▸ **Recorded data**

- Opening Delimiter -

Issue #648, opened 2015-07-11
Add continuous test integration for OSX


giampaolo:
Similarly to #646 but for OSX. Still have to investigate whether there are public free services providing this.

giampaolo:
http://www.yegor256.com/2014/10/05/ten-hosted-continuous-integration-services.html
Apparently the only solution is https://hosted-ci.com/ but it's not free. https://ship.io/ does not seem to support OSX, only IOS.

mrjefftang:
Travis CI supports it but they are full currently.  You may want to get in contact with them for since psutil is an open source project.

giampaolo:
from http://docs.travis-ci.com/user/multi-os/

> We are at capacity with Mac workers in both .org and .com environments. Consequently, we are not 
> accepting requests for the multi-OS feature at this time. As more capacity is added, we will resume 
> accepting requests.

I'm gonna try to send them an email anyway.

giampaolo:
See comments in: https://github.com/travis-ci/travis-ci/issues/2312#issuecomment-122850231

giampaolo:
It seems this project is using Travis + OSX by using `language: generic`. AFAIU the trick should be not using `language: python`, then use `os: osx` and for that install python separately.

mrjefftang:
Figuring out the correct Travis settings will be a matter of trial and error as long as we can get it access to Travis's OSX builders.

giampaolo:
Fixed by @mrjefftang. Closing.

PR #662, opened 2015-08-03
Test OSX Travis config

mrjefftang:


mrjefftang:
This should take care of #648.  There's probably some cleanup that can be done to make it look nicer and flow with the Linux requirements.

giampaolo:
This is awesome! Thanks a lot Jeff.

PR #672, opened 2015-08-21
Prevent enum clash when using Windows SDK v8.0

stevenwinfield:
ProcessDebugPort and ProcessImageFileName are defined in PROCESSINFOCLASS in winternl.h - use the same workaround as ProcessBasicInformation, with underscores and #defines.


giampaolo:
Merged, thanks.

- Closing Delimiter -
- Opening Delimiter -

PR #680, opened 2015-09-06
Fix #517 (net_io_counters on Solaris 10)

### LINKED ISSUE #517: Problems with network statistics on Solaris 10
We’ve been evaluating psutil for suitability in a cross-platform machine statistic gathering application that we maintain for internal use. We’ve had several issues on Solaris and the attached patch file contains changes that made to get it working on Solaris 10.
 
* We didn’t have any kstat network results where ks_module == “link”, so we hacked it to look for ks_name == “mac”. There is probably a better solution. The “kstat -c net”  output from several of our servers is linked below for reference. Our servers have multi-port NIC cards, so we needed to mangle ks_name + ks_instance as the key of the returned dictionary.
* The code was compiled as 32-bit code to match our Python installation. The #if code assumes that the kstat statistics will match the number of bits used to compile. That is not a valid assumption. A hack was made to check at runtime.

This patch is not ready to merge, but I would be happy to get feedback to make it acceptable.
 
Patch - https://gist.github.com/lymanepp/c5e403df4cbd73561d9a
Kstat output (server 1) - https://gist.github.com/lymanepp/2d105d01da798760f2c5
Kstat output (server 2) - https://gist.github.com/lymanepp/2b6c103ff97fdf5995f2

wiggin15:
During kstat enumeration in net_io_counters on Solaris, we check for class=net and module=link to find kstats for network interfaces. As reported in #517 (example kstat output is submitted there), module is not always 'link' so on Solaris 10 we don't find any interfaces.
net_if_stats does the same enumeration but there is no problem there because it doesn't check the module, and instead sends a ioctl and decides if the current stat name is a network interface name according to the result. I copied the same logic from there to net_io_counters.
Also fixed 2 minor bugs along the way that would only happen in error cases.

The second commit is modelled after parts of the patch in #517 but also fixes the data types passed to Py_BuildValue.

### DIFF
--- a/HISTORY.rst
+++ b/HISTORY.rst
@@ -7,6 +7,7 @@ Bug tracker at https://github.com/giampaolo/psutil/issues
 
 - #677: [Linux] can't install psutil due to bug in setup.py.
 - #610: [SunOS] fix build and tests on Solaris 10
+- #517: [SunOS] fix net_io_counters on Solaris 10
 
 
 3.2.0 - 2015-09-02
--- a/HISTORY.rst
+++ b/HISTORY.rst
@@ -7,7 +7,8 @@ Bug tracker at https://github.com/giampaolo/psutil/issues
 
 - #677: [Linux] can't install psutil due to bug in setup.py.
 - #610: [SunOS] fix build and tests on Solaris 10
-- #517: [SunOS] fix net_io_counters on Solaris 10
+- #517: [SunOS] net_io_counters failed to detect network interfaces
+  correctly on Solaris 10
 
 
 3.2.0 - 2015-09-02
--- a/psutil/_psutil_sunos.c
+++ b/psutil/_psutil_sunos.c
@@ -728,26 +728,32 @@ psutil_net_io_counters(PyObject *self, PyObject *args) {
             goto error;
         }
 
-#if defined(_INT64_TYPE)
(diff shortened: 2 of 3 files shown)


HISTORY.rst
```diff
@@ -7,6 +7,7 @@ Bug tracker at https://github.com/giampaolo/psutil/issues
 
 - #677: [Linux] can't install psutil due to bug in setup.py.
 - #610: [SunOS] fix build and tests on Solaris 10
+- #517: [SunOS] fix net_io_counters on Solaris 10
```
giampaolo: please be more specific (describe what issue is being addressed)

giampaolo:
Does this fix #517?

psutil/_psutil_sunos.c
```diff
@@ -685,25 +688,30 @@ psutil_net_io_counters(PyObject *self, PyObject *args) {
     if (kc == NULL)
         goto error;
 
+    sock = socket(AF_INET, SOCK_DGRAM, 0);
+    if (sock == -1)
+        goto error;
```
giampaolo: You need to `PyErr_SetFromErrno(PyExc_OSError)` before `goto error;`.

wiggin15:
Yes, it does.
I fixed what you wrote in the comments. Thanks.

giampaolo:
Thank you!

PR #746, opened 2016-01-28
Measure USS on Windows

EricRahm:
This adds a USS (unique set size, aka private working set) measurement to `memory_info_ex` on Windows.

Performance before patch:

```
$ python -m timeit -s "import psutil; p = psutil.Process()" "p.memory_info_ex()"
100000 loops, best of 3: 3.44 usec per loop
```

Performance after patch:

- Closing Delimiter -
- Opening Delimiter -

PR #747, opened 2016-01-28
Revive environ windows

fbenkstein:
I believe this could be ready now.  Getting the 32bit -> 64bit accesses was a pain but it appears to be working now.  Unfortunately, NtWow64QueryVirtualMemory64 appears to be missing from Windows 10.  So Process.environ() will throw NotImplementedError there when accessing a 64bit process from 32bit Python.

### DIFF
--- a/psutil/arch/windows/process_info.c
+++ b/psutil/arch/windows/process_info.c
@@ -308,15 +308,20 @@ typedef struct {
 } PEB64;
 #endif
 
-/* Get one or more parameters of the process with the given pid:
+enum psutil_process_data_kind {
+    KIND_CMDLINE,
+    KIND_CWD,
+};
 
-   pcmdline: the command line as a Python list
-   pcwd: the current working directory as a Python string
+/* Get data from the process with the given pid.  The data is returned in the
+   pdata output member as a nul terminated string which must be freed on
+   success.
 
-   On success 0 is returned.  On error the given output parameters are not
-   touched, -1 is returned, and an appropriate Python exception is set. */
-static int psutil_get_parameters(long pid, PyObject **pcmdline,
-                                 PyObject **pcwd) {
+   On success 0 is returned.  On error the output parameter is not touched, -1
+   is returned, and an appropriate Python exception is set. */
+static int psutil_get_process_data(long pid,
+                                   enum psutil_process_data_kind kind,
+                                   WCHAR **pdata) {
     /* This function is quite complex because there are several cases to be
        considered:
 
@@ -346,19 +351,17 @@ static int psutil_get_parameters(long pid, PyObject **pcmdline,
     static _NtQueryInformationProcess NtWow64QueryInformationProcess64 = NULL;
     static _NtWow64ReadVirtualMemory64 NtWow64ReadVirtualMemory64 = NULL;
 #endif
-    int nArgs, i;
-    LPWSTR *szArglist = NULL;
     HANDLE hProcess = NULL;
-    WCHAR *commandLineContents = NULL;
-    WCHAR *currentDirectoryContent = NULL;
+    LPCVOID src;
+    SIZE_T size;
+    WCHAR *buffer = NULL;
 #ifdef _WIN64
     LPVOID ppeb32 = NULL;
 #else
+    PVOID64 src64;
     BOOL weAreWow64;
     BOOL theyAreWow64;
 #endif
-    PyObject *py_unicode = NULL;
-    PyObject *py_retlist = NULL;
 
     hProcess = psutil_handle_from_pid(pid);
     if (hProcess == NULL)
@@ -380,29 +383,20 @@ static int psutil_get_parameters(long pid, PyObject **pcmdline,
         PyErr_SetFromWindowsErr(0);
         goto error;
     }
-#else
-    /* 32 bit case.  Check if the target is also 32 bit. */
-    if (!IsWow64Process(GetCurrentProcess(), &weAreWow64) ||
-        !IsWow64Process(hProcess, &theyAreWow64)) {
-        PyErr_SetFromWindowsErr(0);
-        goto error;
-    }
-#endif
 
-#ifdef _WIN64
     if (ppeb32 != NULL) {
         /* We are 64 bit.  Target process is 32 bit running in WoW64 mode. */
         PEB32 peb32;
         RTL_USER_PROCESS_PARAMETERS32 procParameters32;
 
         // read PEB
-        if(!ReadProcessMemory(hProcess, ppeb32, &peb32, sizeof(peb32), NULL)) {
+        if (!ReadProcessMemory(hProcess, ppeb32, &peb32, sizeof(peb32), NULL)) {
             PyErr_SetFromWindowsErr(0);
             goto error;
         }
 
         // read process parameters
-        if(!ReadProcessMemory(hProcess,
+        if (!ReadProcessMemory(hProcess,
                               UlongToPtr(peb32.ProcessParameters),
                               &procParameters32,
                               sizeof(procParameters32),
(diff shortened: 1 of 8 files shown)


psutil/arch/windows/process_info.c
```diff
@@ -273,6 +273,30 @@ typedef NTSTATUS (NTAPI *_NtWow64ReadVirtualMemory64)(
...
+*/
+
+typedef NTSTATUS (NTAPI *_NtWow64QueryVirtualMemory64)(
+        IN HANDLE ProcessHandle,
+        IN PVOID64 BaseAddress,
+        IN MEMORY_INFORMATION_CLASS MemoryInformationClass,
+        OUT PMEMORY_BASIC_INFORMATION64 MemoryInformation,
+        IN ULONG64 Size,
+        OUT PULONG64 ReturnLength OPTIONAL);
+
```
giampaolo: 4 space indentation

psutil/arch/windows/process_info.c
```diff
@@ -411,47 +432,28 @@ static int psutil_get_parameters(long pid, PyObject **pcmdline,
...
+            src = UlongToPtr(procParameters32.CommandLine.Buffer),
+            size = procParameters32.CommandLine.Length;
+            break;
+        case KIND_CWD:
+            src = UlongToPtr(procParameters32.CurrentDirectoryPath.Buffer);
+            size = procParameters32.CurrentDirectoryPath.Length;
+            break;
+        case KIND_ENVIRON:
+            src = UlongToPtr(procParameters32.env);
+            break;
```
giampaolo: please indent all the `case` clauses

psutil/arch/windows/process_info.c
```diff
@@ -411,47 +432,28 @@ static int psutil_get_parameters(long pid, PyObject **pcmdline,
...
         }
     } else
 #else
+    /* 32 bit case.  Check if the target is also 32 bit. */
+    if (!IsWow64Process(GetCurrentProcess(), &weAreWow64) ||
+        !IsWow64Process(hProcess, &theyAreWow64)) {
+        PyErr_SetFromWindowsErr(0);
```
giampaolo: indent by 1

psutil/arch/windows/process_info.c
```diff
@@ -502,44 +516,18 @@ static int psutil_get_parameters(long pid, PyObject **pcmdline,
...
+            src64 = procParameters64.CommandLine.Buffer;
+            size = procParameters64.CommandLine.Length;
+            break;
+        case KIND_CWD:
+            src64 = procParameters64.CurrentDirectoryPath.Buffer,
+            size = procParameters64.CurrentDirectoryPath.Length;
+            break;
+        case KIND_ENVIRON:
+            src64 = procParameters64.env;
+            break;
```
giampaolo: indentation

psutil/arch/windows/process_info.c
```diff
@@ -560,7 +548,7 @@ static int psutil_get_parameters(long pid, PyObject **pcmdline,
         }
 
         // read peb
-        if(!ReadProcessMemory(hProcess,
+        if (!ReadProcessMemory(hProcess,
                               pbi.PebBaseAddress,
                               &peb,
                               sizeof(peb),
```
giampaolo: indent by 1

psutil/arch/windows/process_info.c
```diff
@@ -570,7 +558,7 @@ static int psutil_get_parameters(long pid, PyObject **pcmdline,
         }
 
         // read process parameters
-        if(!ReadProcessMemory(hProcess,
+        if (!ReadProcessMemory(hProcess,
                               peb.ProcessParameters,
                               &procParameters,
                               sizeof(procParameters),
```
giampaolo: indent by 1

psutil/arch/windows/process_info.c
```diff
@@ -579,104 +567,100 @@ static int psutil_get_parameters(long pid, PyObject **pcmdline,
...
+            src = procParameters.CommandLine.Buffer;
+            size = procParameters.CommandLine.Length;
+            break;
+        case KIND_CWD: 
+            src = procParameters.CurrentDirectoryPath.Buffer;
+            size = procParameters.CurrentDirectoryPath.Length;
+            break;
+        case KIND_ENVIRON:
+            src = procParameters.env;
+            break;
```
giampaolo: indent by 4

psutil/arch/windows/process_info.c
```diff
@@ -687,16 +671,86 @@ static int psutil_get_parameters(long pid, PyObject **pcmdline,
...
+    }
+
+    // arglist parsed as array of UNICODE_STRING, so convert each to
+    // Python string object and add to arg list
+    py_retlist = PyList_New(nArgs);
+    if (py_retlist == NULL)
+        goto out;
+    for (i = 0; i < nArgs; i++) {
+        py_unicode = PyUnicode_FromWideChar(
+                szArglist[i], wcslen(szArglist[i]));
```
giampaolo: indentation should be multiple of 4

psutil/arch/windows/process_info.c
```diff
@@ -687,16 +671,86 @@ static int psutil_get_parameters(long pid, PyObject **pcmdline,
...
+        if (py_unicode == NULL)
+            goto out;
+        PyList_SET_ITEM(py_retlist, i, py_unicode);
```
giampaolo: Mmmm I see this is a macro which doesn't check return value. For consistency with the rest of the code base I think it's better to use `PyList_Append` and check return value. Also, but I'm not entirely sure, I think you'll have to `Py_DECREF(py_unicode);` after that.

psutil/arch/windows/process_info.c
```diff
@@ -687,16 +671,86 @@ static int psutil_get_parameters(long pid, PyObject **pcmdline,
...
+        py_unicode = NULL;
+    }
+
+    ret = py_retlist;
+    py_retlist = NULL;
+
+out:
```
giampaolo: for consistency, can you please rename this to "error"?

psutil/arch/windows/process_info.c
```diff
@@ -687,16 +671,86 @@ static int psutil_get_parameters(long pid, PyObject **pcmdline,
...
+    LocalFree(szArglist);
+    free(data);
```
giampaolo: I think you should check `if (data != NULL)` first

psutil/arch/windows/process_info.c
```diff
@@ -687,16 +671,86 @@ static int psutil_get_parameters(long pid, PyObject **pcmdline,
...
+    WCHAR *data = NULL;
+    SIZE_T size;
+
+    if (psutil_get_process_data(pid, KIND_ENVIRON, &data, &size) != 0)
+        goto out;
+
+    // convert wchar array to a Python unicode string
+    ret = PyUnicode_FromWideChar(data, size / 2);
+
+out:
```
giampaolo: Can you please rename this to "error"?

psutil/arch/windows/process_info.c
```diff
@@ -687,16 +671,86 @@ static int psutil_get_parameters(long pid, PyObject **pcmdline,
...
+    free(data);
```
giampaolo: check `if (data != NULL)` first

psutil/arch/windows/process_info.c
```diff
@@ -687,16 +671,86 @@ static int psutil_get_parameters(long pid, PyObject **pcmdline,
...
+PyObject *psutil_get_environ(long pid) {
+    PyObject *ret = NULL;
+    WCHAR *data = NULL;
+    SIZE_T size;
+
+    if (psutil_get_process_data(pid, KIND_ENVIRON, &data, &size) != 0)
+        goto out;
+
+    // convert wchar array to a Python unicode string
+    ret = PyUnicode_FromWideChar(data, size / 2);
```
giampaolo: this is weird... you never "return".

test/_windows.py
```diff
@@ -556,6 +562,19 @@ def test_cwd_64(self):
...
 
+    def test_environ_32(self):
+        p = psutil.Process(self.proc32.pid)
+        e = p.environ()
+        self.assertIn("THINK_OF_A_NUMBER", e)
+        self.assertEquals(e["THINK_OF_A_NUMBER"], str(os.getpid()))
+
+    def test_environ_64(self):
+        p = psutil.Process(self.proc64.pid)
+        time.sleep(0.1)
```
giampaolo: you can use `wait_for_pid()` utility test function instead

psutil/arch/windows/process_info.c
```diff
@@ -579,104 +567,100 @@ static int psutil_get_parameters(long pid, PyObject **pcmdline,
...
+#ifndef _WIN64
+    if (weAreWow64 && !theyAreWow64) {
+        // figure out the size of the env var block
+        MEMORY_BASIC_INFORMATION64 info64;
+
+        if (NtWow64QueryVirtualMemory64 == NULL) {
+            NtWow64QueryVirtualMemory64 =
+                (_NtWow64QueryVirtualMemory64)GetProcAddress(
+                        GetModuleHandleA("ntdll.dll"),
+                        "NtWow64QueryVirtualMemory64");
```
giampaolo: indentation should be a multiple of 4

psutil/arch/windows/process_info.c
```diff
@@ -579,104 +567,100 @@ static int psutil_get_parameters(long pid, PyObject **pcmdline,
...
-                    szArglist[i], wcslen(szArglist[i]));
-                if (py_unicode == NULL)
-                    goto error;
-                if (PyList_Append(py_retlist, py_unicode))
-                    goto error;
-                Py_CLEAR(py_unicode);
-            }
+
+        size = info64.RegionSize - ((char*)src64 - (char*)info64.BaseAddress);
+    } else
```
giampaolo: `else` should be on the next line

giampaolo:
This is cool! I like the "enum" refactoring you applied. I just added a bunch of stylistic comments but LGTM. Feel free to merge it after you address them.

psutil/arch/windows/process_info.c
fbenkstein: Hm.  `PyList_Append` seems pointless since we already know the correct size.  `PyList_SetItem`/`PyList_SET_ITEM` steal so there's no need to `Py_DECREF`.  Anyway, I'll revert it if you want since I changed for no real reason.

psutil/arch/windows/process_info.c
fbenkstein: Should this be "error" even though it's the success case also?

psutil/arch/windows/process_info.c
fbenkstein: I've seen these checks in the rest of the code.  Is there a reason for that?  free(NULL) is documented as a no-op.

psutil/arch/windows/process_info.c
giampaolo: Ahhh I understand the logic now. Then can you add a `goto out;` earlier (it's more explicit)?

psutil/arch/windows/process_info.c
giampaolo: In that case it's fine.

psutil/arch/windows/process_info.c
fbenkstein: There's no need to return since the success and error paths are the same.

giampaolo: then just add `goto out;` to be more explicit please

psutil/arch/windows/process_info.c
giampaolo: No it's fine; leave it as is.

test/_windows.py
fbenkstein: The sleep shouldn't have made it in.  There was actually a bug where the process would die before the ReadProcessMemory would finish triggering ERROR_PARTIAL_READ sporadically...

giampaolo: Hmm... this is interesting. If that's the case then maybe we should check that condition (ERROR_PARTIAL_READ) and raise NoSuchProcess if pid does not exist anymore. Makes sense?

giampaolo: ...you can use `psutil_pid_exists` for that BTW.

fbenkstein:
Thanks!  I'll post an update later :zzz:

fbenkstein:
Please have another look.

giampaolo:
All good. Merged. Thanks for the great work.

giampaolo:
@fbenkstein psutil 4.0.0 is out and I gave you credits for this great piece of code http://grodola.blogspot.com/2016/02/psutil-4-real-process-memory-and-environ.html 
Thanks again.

- Closing Delimiter -

▸ **What to do**
The answer must consist of each line from the entries that contains the string "added".

▸ **Written solution**
> accepting requests for the multi-OS feature at this time. As more capacity is added, we will resume 
This is cool! I like the "enum" refactoring you applied. I just added a bunch of stylistic comments but LGTM. Feel free to merge it after you address them.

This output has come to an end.